What you should do — Find and copy each line of the listing below that has the word "only" in it.

Provided material —
* * *
PR #4129, opened 2026-01-08
fix: only examine RHS in equation_dependencies

SebastianM-C:
Symbolics@5fe7a2d6 added a `search_variables!` method for `Equation` that searches both LHS and RHS. This broke `equation_dependencies` which relies on finding only RHS dependencies.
* * *
Your response —
fix: only examine RHS in equation_dependencies
Symbolics@5fe7a2d6 added a `search_variables!` method for `Equation` that searches both LHS and RHS. This broke `equation_dependencies` which relies on finding only RHS dependencies.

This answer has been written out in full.